Why 7inches? You gonna keep racing right?


----------



## Freerydejunky (Sep 21, 2006)

*06 7point*

Its right around 38 or 39. 
41 with DH tubes and DH tires.

06 7point 3
05 Super T
Rockshox Pearl 3.1 
Saints (!!!!)
CB Mallets
Grips: what ever I can find thats not broken. right now Ruffian and Yeti 
WTB Dual Duty FR wheel set

Everything else is stock.


----------



## slingerzz (Dec 2, 2006)

40 lbs isn't really that hard to get under anymore. my 07 black diamond double has 7.5 of travel and is around 41.5 lbs stock. with single ply freeride tires and regular tubes that i have on it now it is dead on the 40lb mark and that is for an under $2000 bike. if i got rid of the telescoping seatpost (2 seatposts) it would definetly be under 40lbs. i think the 07 black diamond triple is stock at 38lbs with dh tubes etc. you could get it down to around 36lbs pretty easy.


----------



## sittingduck (Apr 26, 2005)

My stock session 77 is just over 40, wouldn't take much to get it lower. But it's not an issue with me. It rocks as is.


----------



## beamer (Sep 2, 2005)




----------



## Iranian-Mechanic (May 6, 2004)

I have made it lighter With Juicy 3's and folding bead tires. Also and XTR on the rear.

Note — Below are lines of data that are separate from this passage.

PR #3039, opened 2024-04-24
fix off by 1 in completion range from lsp

Acepie:
Import completions were not appearing in Zed. It turns out there was an off by 1 bug in the end range that the lsp was emitting for the completion. Other editors just clip that range to the end of the line but zed https://github.com/zed-industries/zed/blob/e1791b7dd0ff1948d3d302674fda2f659974c0b3/crates/project/src/lsp_command.rs#L1513 throws an exception if the end is past the line and doesn't show the completion. Fixing the off by 1 bug causes the completions to appear again

### DIFF
--- a/CHANGELOG.md
+++ b/CHANGELOG.md
@@ -134,3 +134,6 @@
 
 - Fixed a typo when attempting to publish a package with non-Hex dependencies
   ([inoas](https://github.com/inoas))
+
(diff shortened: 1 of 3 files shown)


Acepie:
We had tests and everything I just can't count apparently 😭

lpil (approved):
These positioning tests are so fiddly

PR #3046, opened 2024-04-26
fix issue with reachability of infinite cases

### LINKED ISSUE #2651: Unreachable cases not always detected for ints, floats, and strings

Acepie:
Closes #2651

Thanks to @Pi-Cla for getting this started and writing up test cases for this. The change ultimately changes infinite cases such that instead of adding all fallback cases at the end we instead add the fallback cases in the original clause order.

### DIFF
--- a/CHANGELOG.md
+++ b/CHANGELOG.md
@@ -194,4 +194,4 @@
 
 - Fixed a bug where unreachable infinite cases would not be detected when
   after a discard or variable pattern.
-  ([Ameen Radwan](https://github.com/Acepie))
+  ([Ameen Radwan](https://github.com/Acepie)) and ([Pi-Cla](https://github.com/Pi-Cla))


lpil (approved):
Thank you so much  @Acepie and @Pi-Cla !!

Hey Beamer I love your signiture.


----------



## X-Vert (Jan 22, 2004)

beamer = motocycles
bimmer = autos
kewl...


----------



## todd_freeride (Aug 9, 2005)

38 pounds in AM/FR mode

150mm in the front 170mm in the rear


















41 pounds in FRX/DH mode

190mm in the front 170mm in the rear


----------



## SHIVER ME TIMBERS (Jan 12, 2004)

Brett, 
How about 9 3/4 inches and just under 38


----------



## MTB_prodigy (Jun 16, 2007)

SHIVER ME TIMBERS said:


> Brett,
> How about 9 3/4 inches and just under 38


Hey smt is that an M3?


----------



## transitiontransition (Sep 1, 2007)

beamer said:


>


nicely built i have the same one but with a 36 i hate it lol


----------



## mrpercussive (Apr 4, 2006)

39lbs

Frame : Custom White Ibex Zone FR-1
Shock : Manitou Swinger 6 Way
Fork : Devolved Manitou Sherman Slider Plus
Fr Derailer : Shimano Deore
Rr Derailer : Shimano XT
Shifters : Shimano LX
Brakes : Avid Juicy 5 w/ Galfer Pads
Tyres : 2.5 Maxxis Minion DHF/DHR
Wheelset : Azonic Outlaws White
Crankset : Truvativ Holzefeller with FSA bash
BB : Truvativ Howitzer Team
Cockpit : Truvativ Hussefelt
Headset : FSA Pig
Pedals : Shimano 737
Saddle : WTB Rocket V
Rear Axle : Azonic Momentum Axle
Grips : White Oneals


----------



## MTB_prodigy (Jun 16, 2007)

it looks like ur sitting down on the jump


----------



## ryan_daugherty (Oct 8, 2006)

by sub 40 you meant 40.76 right?


----------



## drakan (Dec 16, 2006)

Wait... Who else on hurr is named Brett


----------



## Bombardier (Jul 13, 2005)

38.7lbs


----------



## dusthuffer (Nov 30, 2006)

ryan_daugherty said:


> by sub 40 you meant 40.76 right?


I think a tire change could get that 39.99....?


----------



## GnaR9 (Jul 7, 2007)

SHIVER ME TIMBERS said:


> Brett,
> How about 9 3/4 inches and just under 38


I'm going to call BS until I see a scale picture. Maybe w/ those red XC tires you're close to claimed.


----------



## jamesdc (Oct 31, 2005)

Yeah brett I kinda considering the same thing, I finally got my dh bike built and it owns at resorts but everywhere else its overkill, I'm considering getting a shorter rear shock and a 66 and a granny ring so i could have a 7 on 7 bike and I could pedal uphill. I really only want a true dh bike a few times a year and even the socal races are overkill with a dh bike. I kinda miss the mongoose black diamond I was borrowing for a while, I could ride xc, dirt jumps, dh, freeride all on the same bike.


----------



## mrpercussive (Apr 4, 2006)

MTB_prodigy said:


> it looks like ur sitting down on the jump


nope... cause that would hurt!!! XD Just right off the seat...


----------



## derfernerf (Jun 25, 2006)

AHAHAHAHAHA :thumbsup: :thumbsup: :thumbsup: :thumbsup: :thumbsup: :thumbsup: :thumbsup: :thumbsup:


----------



## dusthuffer (Nov 30, 2006)

GnaR9 said:


> Why 7inches? You gonna keep racing right?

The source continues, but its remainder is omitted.